→ What is expected: In the records below, tally each line that contains the word "needs" and give the total only.

→ Data excerpts:
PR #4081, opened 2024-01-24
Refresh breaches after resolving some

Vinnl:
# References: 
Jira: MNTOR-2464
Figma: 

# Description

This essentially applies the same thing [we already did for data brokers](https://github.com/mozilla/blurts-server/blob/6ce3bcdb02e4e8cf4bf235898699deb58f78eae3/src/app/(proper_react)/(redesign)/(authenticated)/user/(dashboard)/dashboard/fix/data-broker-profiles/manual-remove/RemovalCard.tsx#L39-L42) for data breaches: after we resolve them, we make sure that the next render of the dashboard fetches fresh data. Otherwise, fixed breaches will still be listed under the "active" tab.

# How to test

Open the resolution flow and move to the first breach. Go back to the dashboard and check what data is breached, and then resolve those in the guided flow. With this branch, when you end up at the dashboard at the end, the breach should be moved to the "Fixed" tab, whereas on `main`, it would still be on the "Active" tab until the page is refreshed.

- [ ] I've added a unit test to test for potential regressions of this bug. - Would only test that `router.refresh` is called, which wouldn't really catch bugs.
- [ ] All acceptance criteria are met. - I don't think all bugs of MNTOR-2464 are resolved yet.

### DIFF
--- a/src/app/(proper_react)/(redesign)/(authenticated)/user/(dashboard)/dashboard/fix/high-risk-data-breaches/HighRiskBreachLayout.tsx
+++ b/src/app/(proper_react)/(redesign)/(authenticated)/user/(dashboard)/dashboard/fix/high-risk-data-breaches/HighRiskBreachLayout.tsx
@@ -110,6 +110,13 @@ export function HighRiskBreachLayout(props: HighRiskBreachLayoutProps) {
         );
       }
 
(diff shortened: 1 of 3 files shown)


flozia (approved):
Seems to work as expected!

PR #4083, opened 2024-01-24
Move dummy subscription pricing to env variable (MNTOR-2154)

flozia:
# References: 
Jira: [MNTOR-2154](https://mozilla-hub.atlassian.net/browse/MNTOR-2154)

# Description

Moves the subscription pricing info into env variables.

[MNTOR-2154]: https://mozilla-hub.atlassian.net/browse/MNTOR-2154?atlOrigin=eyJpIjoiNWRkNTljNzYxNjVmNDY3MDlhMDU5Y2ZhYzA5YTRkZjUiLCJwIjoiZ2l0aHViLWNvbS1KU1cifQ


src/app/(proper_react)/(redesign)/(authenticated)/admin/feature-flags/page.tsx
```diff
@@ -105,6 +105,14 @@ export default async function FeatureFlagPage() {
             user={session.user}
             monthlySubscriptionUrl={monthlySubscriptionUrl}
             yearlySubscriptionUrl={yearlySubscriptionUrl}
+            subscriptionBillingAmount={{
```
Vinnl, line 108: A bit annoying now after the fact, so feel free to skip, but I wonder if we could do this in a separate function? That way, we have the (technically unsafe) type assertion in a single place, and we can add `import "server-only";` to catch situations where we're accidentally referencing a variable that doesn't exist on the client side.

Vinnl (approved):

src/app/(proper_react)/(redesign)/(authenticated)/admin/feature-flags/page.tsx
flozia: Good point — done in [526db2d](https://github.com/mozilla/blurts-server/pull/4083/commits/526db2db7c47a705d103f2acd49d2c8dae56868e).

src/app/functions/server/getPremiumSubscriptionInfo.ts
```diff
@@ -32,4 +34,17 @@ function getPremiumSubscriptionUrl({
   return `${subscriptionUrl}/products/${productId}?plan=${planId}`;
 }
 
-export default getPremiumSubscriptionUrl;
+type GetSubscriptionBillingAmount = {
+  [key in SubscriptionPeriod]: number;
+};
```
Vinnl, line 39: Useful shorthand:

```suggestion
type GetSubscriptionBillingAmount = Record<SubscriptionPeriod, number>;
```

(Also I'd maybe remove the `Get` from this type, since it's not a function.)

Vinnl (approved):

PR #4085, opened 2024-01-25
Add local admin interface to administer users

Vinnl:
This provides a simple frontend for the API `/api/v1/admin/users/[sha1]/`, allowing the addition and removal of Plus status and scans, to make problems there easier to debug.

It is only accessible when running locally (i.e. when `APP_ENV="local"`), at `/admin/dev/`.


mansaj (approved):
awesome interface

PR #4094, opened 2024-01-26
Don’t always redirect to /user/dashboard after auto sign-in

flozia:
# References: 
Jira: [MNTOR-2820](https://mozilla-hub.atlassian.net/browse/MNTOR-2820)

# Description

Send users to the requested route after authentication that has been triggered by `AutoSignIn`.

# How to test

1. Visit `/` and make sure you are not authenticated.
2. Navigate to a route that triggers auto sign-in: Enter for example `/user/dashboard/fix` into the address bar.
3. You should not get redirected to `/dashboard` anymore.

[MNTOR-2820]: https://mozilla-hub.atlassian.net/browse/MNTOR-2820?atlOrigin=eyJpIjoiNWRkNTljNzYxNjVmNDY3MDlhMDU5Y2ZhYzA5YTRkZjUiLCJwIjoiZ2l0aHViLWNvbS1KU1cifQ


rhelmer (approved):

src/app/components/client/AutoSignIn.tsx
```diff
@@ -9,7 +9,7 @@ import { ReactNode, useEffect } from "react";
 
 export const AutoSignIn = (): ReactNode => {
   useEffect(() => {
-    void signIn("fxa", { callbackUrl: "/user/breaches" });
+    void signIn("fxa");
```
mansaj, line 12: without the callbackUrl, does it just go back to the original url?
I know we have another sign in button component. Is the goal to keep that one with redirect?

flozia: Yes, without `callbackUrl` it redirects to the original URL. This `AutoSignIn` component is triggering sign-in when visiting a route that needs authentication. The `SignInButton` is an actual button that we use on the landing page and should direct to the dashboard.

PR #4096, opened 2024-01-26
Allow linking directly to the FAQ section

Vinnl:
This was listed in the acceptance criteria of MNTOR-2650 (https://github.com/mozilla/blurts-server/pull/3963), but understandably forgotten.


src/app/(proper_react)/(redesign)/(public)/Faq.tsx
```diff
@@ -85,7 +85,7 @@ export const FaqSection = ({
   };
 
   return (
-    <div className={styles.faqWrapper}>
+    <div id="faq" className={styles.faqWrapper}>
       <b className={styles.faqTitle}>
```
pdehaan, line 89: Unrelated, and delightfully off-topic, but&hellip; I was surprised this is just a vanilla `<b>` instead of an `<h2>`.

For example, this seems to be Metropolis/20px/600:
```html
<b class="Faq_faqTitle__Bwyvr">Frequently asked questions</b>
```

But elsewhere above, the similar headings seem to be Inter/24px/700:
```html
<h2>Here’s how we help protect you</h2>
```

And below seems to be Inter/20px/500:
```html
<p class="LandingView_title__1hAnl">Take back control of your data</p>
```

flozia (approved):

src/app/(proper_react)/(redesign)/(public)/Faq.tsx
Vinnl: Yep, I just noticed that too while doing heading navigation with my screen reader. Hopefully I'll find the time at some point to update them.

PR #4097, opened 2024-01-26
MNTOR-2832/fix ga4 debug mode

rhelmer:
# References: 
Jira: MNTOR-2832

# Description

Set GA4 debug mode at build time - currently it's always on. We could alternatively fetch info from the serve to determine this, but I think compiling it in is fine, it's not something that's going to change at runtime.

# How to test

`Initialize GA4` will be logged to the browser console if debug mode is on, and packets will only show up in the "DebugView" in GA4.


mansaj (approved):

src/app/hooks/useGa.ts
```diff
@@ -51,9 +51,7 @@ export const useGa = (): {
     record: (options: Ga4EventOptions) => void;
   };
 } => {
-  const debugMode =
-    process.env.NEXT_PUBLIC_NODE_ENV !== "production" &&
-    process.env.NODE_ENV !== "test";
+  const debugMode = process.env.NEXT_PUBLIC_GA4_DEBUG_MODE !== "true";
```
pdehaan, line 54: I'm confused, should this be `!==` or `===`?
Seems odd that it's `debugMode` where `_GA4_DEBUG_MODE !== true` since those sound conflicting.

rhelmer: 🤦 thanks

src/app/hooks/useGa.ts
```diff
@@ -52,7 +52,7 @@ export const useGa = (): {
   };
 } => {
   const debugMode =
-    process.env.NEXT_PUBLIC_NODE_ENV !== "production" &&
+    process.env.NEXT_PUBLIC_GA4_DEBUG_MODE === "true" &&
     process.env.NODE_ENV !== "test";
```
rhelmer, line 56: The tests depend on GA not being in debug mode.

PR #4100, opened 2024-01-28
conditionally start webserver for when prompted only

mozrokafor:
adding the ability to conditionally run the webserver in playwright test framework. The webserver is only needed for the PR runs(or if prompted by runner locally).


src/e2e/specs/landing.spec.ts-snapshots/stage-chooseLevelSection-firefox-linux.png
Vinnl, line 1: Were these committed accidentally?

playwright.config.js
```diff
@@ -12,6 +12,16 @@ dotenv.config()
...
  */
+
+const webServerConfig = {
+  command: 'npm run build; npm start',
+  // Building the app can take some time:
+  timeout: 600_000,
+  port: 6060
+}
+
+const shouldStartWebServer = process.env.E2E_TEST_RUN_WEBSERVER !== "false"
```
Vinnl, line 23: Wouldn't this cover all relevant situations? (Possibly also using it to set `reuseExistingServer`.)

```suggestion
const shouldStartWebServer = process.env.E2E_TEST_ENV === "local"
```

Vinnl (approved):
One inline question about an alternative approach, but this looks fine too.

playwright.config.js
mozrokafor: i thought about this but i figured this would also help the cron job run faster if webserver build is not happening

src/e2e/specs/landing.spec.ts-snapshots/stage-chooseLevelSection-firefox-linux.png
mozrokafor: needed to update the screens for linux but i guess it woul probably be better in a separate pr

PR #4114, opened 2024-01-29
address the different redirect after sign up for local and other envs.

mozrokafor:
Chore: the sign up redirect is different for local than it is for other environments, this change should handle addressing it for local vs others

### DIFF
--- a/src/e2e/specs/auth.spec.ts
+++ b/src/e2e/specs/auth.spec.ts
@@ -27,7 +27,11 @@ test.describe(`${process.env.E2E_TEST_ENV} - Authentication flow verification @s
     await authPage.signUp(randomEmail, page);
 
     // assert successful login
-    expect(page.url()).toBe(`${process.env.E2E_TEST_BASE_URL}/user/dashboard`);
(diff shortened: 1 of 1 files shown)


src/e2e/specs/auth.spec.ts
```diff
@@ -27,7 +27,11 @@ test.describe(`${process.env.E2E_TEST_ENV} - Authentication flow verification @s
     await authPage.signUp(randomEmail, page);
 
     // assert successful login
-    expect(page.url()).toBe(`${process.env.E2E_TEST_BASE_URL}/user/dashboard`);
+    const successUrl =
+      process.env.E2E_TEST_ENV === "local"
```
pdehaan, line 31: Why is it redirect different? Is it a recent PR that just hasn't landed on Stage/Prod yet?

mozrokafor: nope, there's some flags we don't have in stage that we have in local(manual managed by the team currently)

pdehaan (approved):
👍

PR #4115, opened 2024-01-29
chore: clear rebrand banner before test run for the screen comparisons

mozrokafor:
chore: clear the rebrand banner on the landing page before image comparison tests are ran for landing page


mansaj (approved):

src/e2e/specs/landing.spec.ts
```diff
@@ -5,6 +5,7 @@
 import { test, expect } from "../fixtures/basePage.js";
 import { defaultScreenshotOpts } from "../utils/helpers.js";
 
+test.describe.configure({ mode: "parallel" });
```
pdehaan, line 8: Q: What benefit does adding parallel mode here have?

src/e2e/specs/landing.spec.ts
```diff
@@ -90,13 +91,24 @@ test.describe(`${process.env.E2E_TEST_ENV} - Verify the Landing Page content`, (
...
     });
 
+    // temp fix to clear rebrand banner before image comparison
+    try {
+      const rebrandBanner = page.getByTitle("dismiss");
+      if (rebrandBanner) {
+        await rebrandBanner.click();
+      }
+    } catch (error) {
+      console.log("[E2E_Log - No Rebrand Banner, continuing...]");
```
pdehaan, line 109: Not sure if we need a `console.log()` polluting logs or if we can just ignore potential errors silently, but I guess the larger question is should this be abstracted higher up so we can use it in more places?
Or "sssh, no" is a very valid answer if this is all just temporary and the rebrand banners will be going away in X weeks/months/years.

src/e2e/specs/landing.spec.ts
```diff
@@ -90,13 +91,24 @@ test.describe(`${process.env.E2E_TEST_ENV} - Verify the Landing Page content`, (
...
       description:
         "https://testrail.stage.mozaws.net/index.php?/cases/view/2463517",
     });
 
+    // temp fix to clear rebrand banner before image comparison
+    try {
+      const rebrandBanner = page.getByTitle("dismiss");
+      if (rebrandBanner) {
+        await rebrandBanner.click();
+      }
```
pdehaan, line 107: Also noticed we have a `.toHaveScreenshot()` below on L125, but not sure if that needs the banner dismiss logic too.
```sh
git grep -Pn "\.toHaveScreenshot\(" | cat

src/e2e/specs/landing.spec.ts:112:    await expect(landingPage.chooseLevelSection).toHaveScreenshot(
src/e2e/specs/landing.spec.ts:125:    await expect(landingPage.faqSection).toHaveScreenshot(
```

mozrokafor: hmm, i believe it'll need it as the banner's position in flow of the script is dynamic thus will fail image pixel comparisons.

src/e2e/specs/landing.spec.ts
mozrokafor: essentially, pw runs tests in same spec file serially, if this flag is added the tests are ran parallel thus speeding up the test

→ Finished exercise: 2